Exemple 2 : échec d'une attaque XSS dans React

Regardons maintenant un exemple de défense réussie contre une attaque XSS. Le correctif ici est très simple : afin de restituer les entrées de l'utilisateur en toute sécurité, nous ne devons pas utiliser l'attribut dangerouslySetInnerHTML. Au lieu de cela, codons la sortie comme ceci :

<p>
  You searched for: <b>{this.state.submittedSearch}</b>
</p>

Nous prendrons la même entrée, mais cette fois, voici la sortie :

Super ! Les entrées de l'utilisateur sont affichées sous forme de texte à l'écran et la menace a été neutralisée.

C'est une excellente nouvelle ! React échappe au contenu rendu par défaut et traite toutes les données comme des chaînes de texte, ce qui équivaut à utiliser l'API native du navigateur textContent.

Exemple 3 : Nettoyer le contenu HTML dans React

Donc, le conseil ici semble simple. N'utilisez simplement pas dangerouslySetInnerHTML dans votre code React et tout ira bien. Mais que se passe-t-il si vous avez besoin d’utiliser cette fonctionnalité ?

Par exemple, vous extrayez peut-être du contenu d'un système de gestion de contenu (CMS) comme Drupal, et une partie de ce contenu contient du balisage. (BTW, je ne recommanderais probablement pas d'inclure du balisage dans le contenu textuel et les traductions du CMS en premier lieu, mais pour cet exemple, nous supposerons que votre opinion est rejetée et que le contenu balisé restera.)

Dans ce cas, vous voulez vraiment analyser le code HTML et le restituer sur la page. Alors, comment faire cela en toute sécurité ?

La réponse est de nettoyer le HTML avant de le restituer. Au lieu d'échapper complètement au code HTML, vous exécuterez le contenu via une fonction permettant de supprimer tout code potentiellement malveillant avant le rendu.

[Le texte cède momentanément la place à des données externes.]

PR #3730, opened 2019-10-02
TileLayer cache rendered sub layers

Pessimistress:
See discussion in https://github.com/uber/deck.gl/pull/3704

#### Change List
- Avoid excessive re-render during continuous viewport updates

### DIFF
--- a/modules/geo-layers/src/tile-layer/utils/tile-cache.js
+++ b/modules/geo-layers/src/tile-layer/utils/tile-cache.js
@@ -11,21 +11,22 @@ export default class TileCache {
    * Takes in a function that returns tile data, a cache size, and a max and a min zoom level.
    * Cache size defaults to 5 * number of tiles in the current viewport
    */
-  constructor({getTileData, maxSize, maxZoom, minZoom, onTileError}) {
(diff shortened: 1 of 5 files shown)


Pessimistress:
@jesusbotella

modules/geo-layers/src/tile-layer/utils/tile-cache.js
```diff
@@ -11,23 +11,29 @@ export default class TileCache {
...
+    this._tiles = [];
 
-    if (maxZoom && parseInt(maxZoom, 10) === maxZoom) {
-      this._maxZoom = maxZoom;
+    if (Number.isFinite(maxZoom)) {
+      this._maxZoom = Math.floor(maxZoom);
     }
-    if (minZoom && parseInt(minZoom, 10) === minZoom) {
-      this._minZoom = minZoom;
+    if (Number.isFinite(maxZoom)) {
```
xintongxia: maxZoom -> minZoom

jesusbotella:
I just wanted to say thank you! That was fast! 😀

jererobles:
Is the cache configurable and if so should we add document it somewhere?

PR #3732, opened 2019-10-03
HeatmapLyaer: set point size to address ANGLE bug

1chandu:
possible fix for #3554 
More details: https://bugs.chromium.org/p/angleproject/issues/detail?id=3941

#### Change List
-

### DIFF
--- a/modules/aggregation-layers/src/heatmap-layer/max-vs.glsl.js
+++ b/modules/aggregation-layers/src/heatmap-layer/max-vs.glsl.js
@@ -6,5 +6,7 @@ void main()
 {
 outTexture = inTexture;
 gl_Position = vec4(0, 0, 0, 1.);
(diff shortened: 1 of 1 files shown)


modules/aggregation-layers/src/heatmap-layer/max-vs.glsl.js
```diff
@@ -6,5 +6,7 @@ void main()
 {
 outTexture = inTexture;
 gl_Position = vec4(0, 0, 0, 1.);
+// Enforce default value for ANGLE issue
```
Pessimistress: Link to https://bugs.chromium.org/p/angleproject/issues/detail?id=3236

1chandu: added issue that I opened, which links to original issue too.

PR #3734, opened 2019-10-03
Use float texture for shadowmap

Pessimistress:


modules/core/src/passes/shadow-pass.js
```diff
@@ -1,52 +1,43 @@
...
-      id: 'shadowmap',
-      width: 1,
-      height: 1,
-      attachments: {
-        [gl.COLOR_ATTACHMENT0]: this.shadowMap,
-        // Depth attachment has to be specified for depth test to work
-        [gl.DEPTH_ATTACHMENT]: this.depthBuffer
-      }
-    });
+      this.fbo = new Framebuffer(gl, {id: 'shadowmap'});
```
1chandu: Nit: remove fbo.attach call by passing `attachments: {[GL.CO...} object to constructor.

modules/core/src/passes/shadow-pass.js
```diff
@@ -1,52 +1,43 @@
...
-        [gl.TEXTURE_WRAP_T]: gl.CLAMP_TO_EDGE
-      }
-    });
-
-    this.depthBuffer = new Renderbuffer(gl, {
-      format: gl.DEPTH_COMPONENT16,
-      width: 1,
-      height: 1
-    });
+    if (Framebuffer.isSupported(gl, {colorBufferFloat: true})) {
```
1chandu: This will fail on iOS, don't we need RGBA/UNSIGNED_BYTE as a backup?

modules/core/src/passes/shadow-pass.js
Pessimistress: If I supply `attachments` then no depth attachment will be automatically created.

PR #3739, opened 2019-10-03
Add `pass` parameter to layerFilter

Pessimistress:
#### Background

Currently, the `pickable` prop is tied to the following features:

- Callbacks such as `onHover` and `onClick`
- Auto highlighting
- Queries such as `pickObjects`

This makes it difficult for applications that need different behaviors in auto-picking on hover (e.g. tooltips, auto-highlight) vs. multi-depth picking on click (e.g. map editing).

This PR introduces an additional `renderPass` field to the `layerFilter` parameters so that applications can control whether a layer is rendered based on which render pass it's in.

Related: https://github.com/uber/streetscape.gl/pull/396

#### Change List
- Add picking mode to `pass` string
- Add `pass` to `layerFilter` parameters

### DIFF
--- a/docs/api-reference/deck.md
+++ b/docs/api-reference/deck.md
@@ -75,8 +75,12 @@ Arguments:
 
 - `layer` (Layer) - the layer to be drawn
 - `viewport` (Viewport) - the current viewport
-- `isPicking` (Boolean) - whether this is a picking pass (drawing to offscreen picking buffer)
-- `pass` (String) - the name of the current render pass
+- `isPicking` (Boolean) - whether this is a picking pass
+- `renderPass` (String) - the name of the current render pass. Some standard passes are:
+  + `'screen'` - drawing to screen
+  + `'picking:hover'` - drawing to offscreen picking buffer due to pointer move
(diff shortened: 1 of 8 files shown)


docs/api-reference/deck.md
```diff
@@ -49,7 +49,38 @@ The array of deck.gl layers to be rendered. This array is expected to be an arra
...
+
+- `layerFilter` does not override the visibility defined by the layer's `visible` and `pickable` props.
+- All the lifecycle methods are still triggered even a if a layer is filtered out using this prop.
+
+Arguments:
+
+- `layer` (Layer) - the layer to be drawn
+- `viewport` (Viewport) - the current viewport
+- `isPicking` (Boolean) - whether this is a picking pass (drawing to offscreen picking buffer)
+- `pass` (String) - the name of the current render pass
```
xintongxia: Is `pass` more like an enum? or call it `renderPass`?

Pessimistress: Sort of. We can list some of the standard pass names, but extensions/effects can add their own.

PR #3749, opened 2019-10-04
Fix 3d picking projection with camera offset

Pessimistress:
#### Change List
- When the camera is not pointing to the ground, common space z must compensate for the offset.


xintongxia:
move the comment to code.

PR #3769, opened 2019-10-11
Update wboit test app: add sample polygons

georgios-uber:


test/apps/wboit/app.js
```diff
@@ -1,34 +1,189 @@
...
+    };
+
+    const layers = [];
+    if (wboit) {
+      layers.push(new WBOITLayer({id: 'WBOITLayer', ...options}));
+    } else {
+      layers.push(new SolidPolygonLayer({id: 'SolidPolygonLayer', ...options}));
+    }
+
+    const mkButton = (label, name, value) => (
```
tsherif: This could be a react component as well.

georgios-uber: In that case, I will need to have a global state, making things more complex.

PR #3785, opened 2019-10-14
Optionally surface pydeck warnings in widget UI

ajduberstein:
For #3640

#### Change List
- Add warning banner to pydeck
- Wrap console.warn to catch displayed warnings

### DIFF
--- a/modules/jupyter-widget/src/utils.js
+++ b/modules/jupyter-widget/src/utils.js
@@ -66,6 +66,9 @@ export function initDeck({
         });
 
         const warn = deck.log.warn;
+        // TODO overrride console.warn instead
+        // Right now this isn't doable (in a Notebook at least)
+        // because the widget loads in deck.gl (and its logger) before @deck.gl/jupyter-widget
         deck.log.warn = injectFunction(warn, handleWarning);
         if (onComplete) {
           onComplete({jsonConverter, deckgl});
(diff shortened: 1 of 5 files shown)


modules/jupyter-widget/src/utils.js
```diff
@@ -55,6 +63,8 @@ export function initDeck({mapboxApiKey, container, jsonInput, tooltip, onComplet
           getTooltip,
           container
         });
+        const warn = deck.log.warn;
+        deck.log.warn = wrapWarn(warn, handleWarning);
```
Pessimistress: Wrap `console.warn` instead of `deck.log.warn`. `log.warn` also dedupes messages.

Pessimistress: No support for piping console error messages?

modules/jupyter-widget/src/utils.js
```diff
@@ -67,3 +79,10 @@ export function initDeck({mapboxApiKey, container, jsonInput, tooltip, onComplet
     });
   });
 }
+
+function wrapWarn(warnFunction, messageHandler) {
+  return (message, err) => {
```
Pessimistress: These argument names do not reflect what is passed to `log.warn`. Use `...args`.

modules/jupyter-widget/src/utils.js
```diff
@@ -67,3 +79,10 @@ export function initDeck({mapboxApiKey, container, jsonInput, tooltip, onComplet
     });
   });
 }
+
+function wrapWarn(warnFunction, messageHandler) {
```
Pessimistress: Call it `wrapFunction` or `injectFunction`. There is no logic specific to `warn`.

PR #3786, opened 2019-10-14
Add multiselect for data EDA to pydeck

ajduberstein:
For #3640

#### Change List
- Support single-click object selection
- Support clearing current selection
- Support meta/alt key + click to select multiple objects and push them
back to a data frame


ajduberstein:
TwoWayAPI

PR #3788, opened 2019-10-15
Invalidate cache when updateTriggers changed

xintongxia:
For https://github.com/uber/deck.gl/issues/3776

### DIFF
--- a/modules/geo-layers/src/tile-layer/tile-layer.js
+++ b/modules/geo-layers/src/tile-layer/tile-layer.js
@@ -29,9 +29,7 @@ export default class TileLayer extends CompositeLayer {
   updateState({props, oldProps, context, changeFlags}) {
     let {tileCache} = this.state;
     if (
-      !tileCache ||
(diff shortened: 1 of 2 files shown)


modules/geo-layers/src/tile-layer/tile-layer.js
```diff
@@ -28,11 +28,7 @@ export default class TileLayer extends CompositeLayer {
 
   updateState({props, oldProps, context, changeFlags}) {
     let {tileCache} = this.state;
-    if (
-      !tileCache ||
-      (changeFlags.updateTriggersChanged &&
-        (changeFlags.updateTriggersChanged.all || changeFlags.updateTriggersChanged.getTileData))
-    ) {
+    if (!tileCache || changeFlags.updateTriggersChanged) {
```
Pessimistress: @xintongxia This is unnecessarily re-downloading all the data when any update trigger changes. To invalid the cached layer instance, you should just set `tile.layer` to `null`.

PR #7441, opened 2022-11-22
Fix BitmapLayer translucency

Pessimistress:
For #7427

#### Background

When the `transparentColor` prop was added for an Uber internal use case (I believe back during v6), it changed the default behavior of `BitmapLayer` with `opacity < 1`. When a layer is drawn into the screen buffer, our default blending settings assume that it is NOT premultiplied. The way `BitmapLayer` currently handles the blending between `transparentColor` and the image pixel, it outputs a premultiplied color. For example, if a pixel from `image` has value `[a, a, a, a]`, with the default `transparentColor` prop, the fragment shader outputs `[a*a, a*a, a*a, a]`. This leads to overly muted output as alpha is technically applied twice.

Il existe de nombreuses bonnes bibliothèques de nettoyage HTML que vous pouvez utiliser. Comme pour tout ce qui concerne la cybersécurité, il est préférable de ne pas écrire cela vous-même. Certaines personnes sont beaucoup plus intelligentes que vous, qu'elles soient bonnes ou mauvaises, elles réfléchissent plus que vous, assurez-vous d'utiliser des solutions éprouvées.

L'une de mes bibliothèques de désinfectants préférées s'appelle sanitize-html (https://www.npmjs.com/package/sanitize-html) et elle fait exactement ce que son nom suggère. Vous commencez avec du HTML sale, l'exécutez via une fonction et obtenez du HTML agréable, propre et sûr en sortie. Vous pouvez même personnaliser les balises et attributs HTML autorisés si vous souhaitez plus de contrôle que ce qu'offrent leurs paramètres par défaut.

Fin

Ça y est. Comment effectuer des attaques XSS, comment les empêcher et comment analyser en toute sécurité le contenu HTML si nécessaire.

Je vous souhaite une programmation heureuse et sûre !

L'exemple de code complet peut être trouvé sur GitHub : https://github.com/thawkin3/xss-demo

Adresse originale : https://blog. zhangbing.site/2019/11/24/protecting-against-xss-attacks-in-react/

Pour plus de connaissances liées à la programmation, veuillez visiter : Apprentissage en programmation ! !

Ce qui précède est le contenu détaillé de. pour plus d'informations, suivez d'autres articles connexes sur le site Web de PHP en chinois!